■ **PROMPT**
Line for line, the listing below is to be transcribed exactly.
*** RECORDED INFORMATION ***
PR #532, opened 2021-08-03
fix: source remote plugins after updating

### LINKED ISSUE #464: Remote plugin with conditional loading is not handled well
- `nvim --version`: Latest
*** End of RECORDED INFORMATION ***
■ **THE ANSWER**
PR #532, opened 2021-08-03
fix: source remote plugins after updating

### LINKED ISSUE #464: Remote plugin with conditional loading is not handled well
- `nvim --version`: Latest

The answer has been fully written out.